Exercise. Where the word "Adds" appears in a line below, copy the whole line.

Start of Working data

PR #210, opened 2024-10-18
Unit testing bip32 derivation and hmac_sha512

amendelzon:
- Added bip32 derivation tests on separate source file
- Added hmac_sha512 tests using 3rd party test vectors
- Added test helpers to common x86 test artifacts
- Moved common.mk to common directory
- Updated existing Makefile(s) to account for moved common.mk


italo-sampaio (approved):
LGTM!

PR #211, opened 2024-10-22
Added unit tests for system module

italo-sampaio:


firmware/src/hal/sgx/test/common/common.mk
```diff
@@ -20,17 +20,24 @@
...
+CFLAGS += -iquote $(HALSRCDIR) -iquote $(HALINCDIR)
 CFLAGS += -iquote $(TESTCOMMONDIR)
+CFLAGS += -iquote $(POWHSMSRCDIR)
+CFLAGS += -iquote $(COMMONSRCDIR)
+CFLAGS += -iquote $(SGXSRCDIR)
 CFLAGS += -I$(MOCKDIR)
 CFLAGS += -DHSM_PLATFORM_SGX
 
-VPATH += $(MOCKDIR):$(SRCDIR)
+VPATH += $(MOCKDIR):$(HALSRCDIR):$(TRUSTEDSRCDIR)
```
amendelzon, line 40: What do we need the `HALSRCDIR` for here?

italo-sampaio: That resolves to `firmware/src/hal/sgx/src/trusted`, where all the other hal modules are located (nvmem, secret_store, seed, etc). I just renamed this from `SRCDIR` to `HALSRCDIR` to differentiate from `SGXSRCDIR`, which is where `system.c` is located.

amendelzon: I see, my bad. I've literally just noticed after this comment that you put the unit tests under `firmware/src/hal/sgx/test`, when in reality they belong in (the currently nonexistent) `firmware/src/sgx/test` (since the module you are testing is under `firmware/src/sgx/src`).

italo-sampaio: Sorry, my bad. Yes, it makes sense, there's no point in this being under `hal`, will fix this.

italo-sampaio: Updated to the correct location

amendelzon (approved):
LGTM

PR #220, opened 2024-11-19
Adds MRENCLAVE extractor tool

italo-sampaio:
Adds a middleware utility that extracts the MRENCLAVE value from a signed enclave binary.


amendelzon (changes requested):
We need some unit tests. At least of the core logic classes. Also, would you be able to put all this under an `sgx` module? And potentially split into separate files to have smaller modules. Thanks.

middleware/mrenclave.py
```diff
@@ -0,0 +1,83 @@
...
+# SOFTWARE.
+
+from argparse import ArgumentParser
+from admin.misc import AdminError
+from elftools.elf.elffile import ELFFile
+import json
+from sgx.sgxtypes.sgx_enclave_properties import EnclaveProperties
+
+
+class EnclaveBinary:
```
amendelzon, line 30: This deserves a module of its own I would think. And we don't need to unit test the `main`, just this class should be enough.

italo-sampaio:
We decided to change the approach to a script that calls into `oesign`: https://github.com/rsksmart/rsk-powhsm/pull/221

End of Working data

Result of this task.
Adds MRENCLAVE extractor tool
Adds a middleware utility that extracts the MRENCLAVE value from a signed enclave binary.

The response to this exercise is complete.